Отец славен сыновьями.

    Русская пословица

1

Кто как хочет, а я по-своему.

Стреми свой ум к добру.

    Русские пословицы

А мне и самому в полное удивление теперь, ну как это мы вот так, с ничего, совсем с ничего, совсем вдруг попали тогда в Батум, хотя прямо и не скажи того, – не так-то вовсе вдруг, это только на первые глаза так оно кажется…

На твоих глазах – а надо сказать, прескверная у меня мода говорить с самим собой, как с кем другим, – на твоих ведь видах я всё клянчил ма отпустить меня в мореходку. Да ты ж знаешь! "А кто кукурузу станет сеять? А кто будет пособлять деньжонки Митьке на техникум зарабатывать? Ты ж старший в доме мужчина, первейшина, хозяин!" Оно видишь под что клинья бьются? Понимаешь, к чему всё ладится? Кому раз, кому два, а кому и нет ничего. Всё я куда-то, всё я кому-то, а когда же мне? Лета молодые уйдут, потом мне не надо. Потом поздно уже, как в старость въедешь.

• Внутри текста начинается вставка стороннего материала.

PR #231, opened 2024-07-11
Remove uninstall instructions for documentation

### LINKED ISSUE #227: Remove --uninstall from documentation
Currently `--uninstall` mostly works, but is largely a developer tool and not supported for end users. So we shouldn't be mentioning it in documentation, like https://workstation.securedrop.org/en/latest/admin/install/troubleshoot.html#uninstalling-securedrop-workstation

legoktm:
Uninstalling isn't supported, just available as a developer tool.

Fixes #227.

### DIFF
--- a/docs/admin/install/troubleshoot.rst
+++ b/docs/admin/install/troubleshoot.rst
@@ -25,22 +25,6 @@ This is a transient error that may affect any of the SecureDrop Workstation VMs.
 ~~~~~~~~~~~~~~~~~~~~~~~~~~~~~
 Transient network issues may cause an installation to fail. To work around this, verify that you have a working Internet connection, and re-run the ``sdw-admin --apply`` command.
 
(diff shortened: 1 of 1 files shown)


rocodes (approved):

nathandyer:
I'm a little conflicted about this one, to be honest. I definitely agree that uninstalling is not a supported user-facing feature, and is really only there as a developer tool. That said, it _is_ something that is available on every SDW installation, and I kind of think it's important to document that the submission key and the config.json file are still left behind in dom0 unless they are manually removed.

legoktm:
> That said, it _is_ something that is available on every SDW installation, and I kind of think it's important to document that the submission key and the config.json file are still left behind in dom0 unless they are manually removed.

OK, that's a reasonable point. Let me propose an alternative in a bit.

Всякое ученье призваньем хорошо – у меня его нету.

В дневнике в моём всё великомученицы тройки, редко когда-никогда шалой какой волной прибьёт к берегу к моему четвёрку, так этой птахе, и то сказать, так одиноко и вчуже всё тут, что другим разом она и во весь месяц не случится снова.

Зато физик через неделю да во всякую неделю с немецкой аккуратностью подпускал мне лебедей. Бывало, нарисует невспех в пол-листа своего лебедя, полюбуется с ухмылочкой, протянет назад дневник:

– Два!

Под венец четверти весь урок тебя до смерти гоняет, а наскребёт-таки на изумленье мне со всех моих закоулков под шапкой copy на троечку, да не отдаст с миром, а непременно попрекнёт, мол, не за знания – за усердие жалую. А обиды что! Я ж ночами, как есть полными ночами, от света до света, долбил ту физику, только проку ни на ноготь срезанный. Таких в классе и на завод нету, если меня мимо счёта пустить, один я такой пустоколосый.